(TASK DESCRIPTION) Look through the material for lines with the word "wrong", and copy each one.

(GIVEN INFORMATION)
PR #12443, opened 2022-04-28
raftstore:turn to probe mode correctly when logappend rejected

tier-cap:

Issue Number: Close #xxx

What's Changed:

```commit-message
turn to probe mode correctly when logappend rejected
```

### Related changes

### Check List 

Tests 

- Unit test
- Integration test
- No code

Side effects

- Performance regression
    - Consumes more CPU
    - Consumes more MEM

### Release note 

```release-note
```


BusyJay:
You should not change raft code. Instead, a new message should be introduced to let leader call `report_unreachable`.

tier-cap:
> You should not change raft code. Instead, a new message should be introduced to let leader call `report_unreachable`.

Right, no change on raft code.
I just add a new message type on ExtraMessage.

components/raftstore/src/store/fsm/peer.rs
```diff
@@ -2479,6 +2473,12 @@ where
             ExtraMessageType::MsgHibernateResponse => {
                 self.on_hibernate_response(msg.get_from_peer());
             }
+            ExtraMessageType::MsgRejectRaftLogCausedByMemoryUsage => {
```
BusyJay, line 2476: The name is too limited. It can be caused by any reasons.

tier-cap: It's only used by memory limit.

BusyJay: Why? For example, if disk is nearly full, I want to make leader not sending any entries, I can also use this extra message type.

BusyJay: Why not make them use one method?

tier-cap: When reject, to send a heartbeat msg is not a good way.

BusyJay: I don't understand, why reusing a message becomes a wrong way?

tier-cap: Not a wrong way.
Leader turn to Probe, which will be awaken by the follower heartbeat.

(SOLUTION TO THIS PROBLEM)
BusyJay: I don't understand, why reusing a message becomes a wrong way?
tier-cap: Not a wrong way.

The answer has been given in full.